Problem statement - Whenever a line of the records below contains the word "master", copy that line.

Source material -

——

PR #570, opened 2015-07-16
feat(req+resp): Add support for Content-Range units other than 'bytes'

p3dda:
In RFC 2616 it says that "The only range unit defined by HTTP/1.1 is "bytes". HTTP/1.1 implementations MAY ignore ranges specified using other units.". Current falcon implementation only accepts 'bytes', which does not work with some client implementations using different range units. For example, dojo/store/JsonRest requires the server to support 'items' as range unit.

This pull request adds a request property 'range_unit', which contains the range-unit parsed from Range header. It enhances format_range to accept a range unit as optional parameter in range tuple. This range unit default is set to 'bytes' to not break current API.


tests/test_headers.py
```diff
@@ -336,6 +336,16 @@ def test_response_header_helpers_on_get(self):
...
                       self.srmock.headers)
 
+        resp.content_range = (0, 499, 10 * 1024, 'bytes')
+        self.assertEqual('bytes 0-499/10240', resp.content_range)
+        self.assertIn(('content-range', 'bytes 0-499/10240'),
+                      self.srmock.headers)
+
+        resp.content_range = (0, 25, 100, 'items')
+        self.assertEqual('items 0-25/100', resp.content_range)
+        self.assertIn(('content-range', 'bytes 0-499/10240'),
```
fxfitz: Shouldn't this test be checking for `'items 0-25/100'`?

fxfitz:
We don't appear to be breaking the API by adding this in (since we're defaulting to `bytes`), and range items are supposed to be extensible (https://svn.tools.ietf.org/svn/wg/httpbis/draft-ietf-httpbis/latest/p5-range.html#range.units.other).

Aside from that question above, assuming you update to master and all tests and such pass, I'm good with this.

tests/test_headers.py
p3dda: Thank you for your feedback. You are right, the second unit test should be testing for `items 0-25/100`. I have fixed this in unit test and also modified the mock response headers generator to return other range units than `bytes` if requested.

p3dda:
I have fixed the above question and updated the pull request to master.

fxfitz:
Well, LGTM then.

fxfitz:
Thanks for the quick turn around @p3dda; we'll get one other core reviewer to look at it and then we'll probably be good.

falcon/request.py
```diff
@@ -371,16 +373,16 @@ def if_unmodified_since(self):
     def range(self):
         try:
             value = self.env['HTTP_RANGE']
-            if value.startswith('bytes='):
-                value = value[6:]
+            if len(value.split('=', 1)) == 2:
+                value = value.split('=', 1)[1]
```
philiptzou: Try not run `value.split` twice, it wastes time.

falcon/request.py
```diff
@@ -400,11 +402,25 @@ def range(self):
...
             raise HTTPInvalidHeader(msg, 'Range', href=href,
                                     href_text=href_text)
 
     @property
+    def range_unit(self):
+        try:
+            value = self.env['HTTP_RANGE']
+
+            if len(value.split('=', 1)) == 2:
+                unit = value.split('=', 1)[0]
```
philiptzou: also try not run twice.

falcon/request.py
```diff
@@ -371,16 +373,16 @@ def if_unmodified_since(self):
     def range(self):
         try:
             value = self.env['HTTP_RANGE']
-            if value.startswith('bytes='):
-                value = value[6:]
+            if '=' in value:
+                value = value.split('=', 1)[1]
```
kgriffs: PERF: `str.partition` is a little faster than `str.split`

falcon/request.py
```diff
@@ -371,16 +373,16 @@ def if_unmodified_since(self):
...
             else:
-                msg = "The value must be prefixed with 'bytes='"
+                msg = "The value must be prefixed with range unit, e.g. 'bytes='"
```
kgriffs: "with range unit" ==> "with a range unit"

falcon/request.py
```diff
@@ -400,11 +402,25 @@ def range(self):
         except ValueError:
             href = 'http://goo.gl/zZ6Ey'
             href_text = 'HTTP/1.1 Range Requests'
-            msg = ('It must be a byte range formatted according to RFC 2616.')
+            msg = ('It must be a range formatted according to RFC 2616.')
```
kgriffs: While you're at it, would you mind changing "RFC 2616" to "RFC 7233"?

falcon/request.py
```diff
@@ -400,11 +402,25 @@ def range(self):
         except ValueError:
```
kgriffs: L397 still references "bytes" (GH won't let me comment on the line directly since it wasn't modified in the PR).

falcon/request.py
```diff
@@ -400,11 +402,25 @@ def range(self):
...
             raise HTTPInvalidHeader(msg, 'Range', href=href,
                                     href_text=href_text)
 
     @property
+    def range_unit(self):
+        try:
+            value = self.env['HTTP_RANGE']
+
+            if '=' in value:
+                unit = value.split('=', 1)[0]
```
kgriffs: PERF: Modify to use `str.partition`.

falcon/request.py
```diff
@@ -400,11 +402,25 @@ def range(self):
...
+                return unit
+            else:
+                msg = "The value must be prefixed with range unit, e.g. 'bytes='"
```
kgriffs: "with range unit" ==> "with a range unit"

falcon/response.py
```diff
@@ -499,10 +499,11 @@ def add_link(self, target, rel, title=None, title_star=None,
...
         """A tuple to use in constructing a value for the Content-Range header.
 
-        The tuple has the form (*start*, *end*, *length*), where *start* and
-        *end* designate the byte range (inclusive), and *length* is the
-        total number of bytes, or '\*' if unknown. You may pass ``int``'s for
-        these numbers (no need to convert to ``str`` beforehand).
+        The tuple has the form (*start*, *end*, *length*, [*unit*]), where *start* and
+        *end* designate the range (inclusive), and *length* is the
+        total length, or '\*' if unknown. You may pass ``int``'s for
+        these numbers (no need to convert to ``str`` beforehand). Optional value
```
kgriffs: "Optional value *unit* describes..." ==> "The optional *unit* value describes..."

falcon/response_helpers.py
```diff
@@ -51,12 +51,16 @@ def format_range(value):
...
-
     """
 
     # PERF: Concatenation is faster than % string formatting as well
     #       as ''.join() in this case.
-    return ('bytes ' +
+    if len(value) == 4:
+        unit = value[3]
+    else:
+        unit = 'bytes'
```
kgriffs: PERF: Probably not significant, but if you'd like to save an extra concatenation below, you could include the space in the literal string in L61 (i.e., `'bytes '`) and then append a space to the custom unit type in L59 (i.e., `value[3] + ' '`). That way, you only pay the penalty when using a custom unit type.

kgriffs:
OK, this is really close. Just a few minor issues (comments inline).

p3dda:
Thank you @kgriffs for reviewing the code and suggesting various improvements. I have fixed your issues and pushed.

falcon/request.py
```diff
@@ -371,20 +373,20 @@ def if_unmodified_since(self):
     def range(self):
         try:
             value = self.env['HTTP_RANGE']
-            if value.startswith('bytes='):
-                value = value[6:]
+            if '=' in value:
+                unit, sep, range = value.partition('=')
```
kgriffs: Ah, unfortunately this will end up masking the builtin `range` function, so that variable will need a different name.

kgriffs:
OK, just that last comment and then LGTM. Thanks!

——

Finished task -
Aside from that question above, assuming you update to master and all tests and such pass, I'm good with this.
I have fixed the above question and updated the pull request to master.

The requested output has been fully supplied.